-- RAW DATA follows --

PR #873, opened 2017-09-21
Remove old mobileapps module

Pchelolo:
Be brave! Be bold!

Right now we're seeing no issues with new storage stuff, so I've prepared the complete removal of old mobile buckets in advance. Once we're confident in the new storage we can go ahead with this.

cc @wikimedia/services


d00rman:
:+1: 

I'd propose the following time-line: start using only the new storage on Monday (by setting `storage: new` in the config) and if all is well merge and deploy this on Wednesday.

d00rman:
Actually @Pchelolo I think we can move on this today. Everything looks good with the new storage.

Pchelolo:
Rebased on master. Ready to deploy.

-- RAW DATA concluded --

All lines in the records above with "deploy" need to be found and copied.

I'd propose the following time-line: start using only the new storage on Monday (by setting `storage: new` in the config) and if all is well merge and deploy this on Wednesday.
Rebased on master. Ready to deploy.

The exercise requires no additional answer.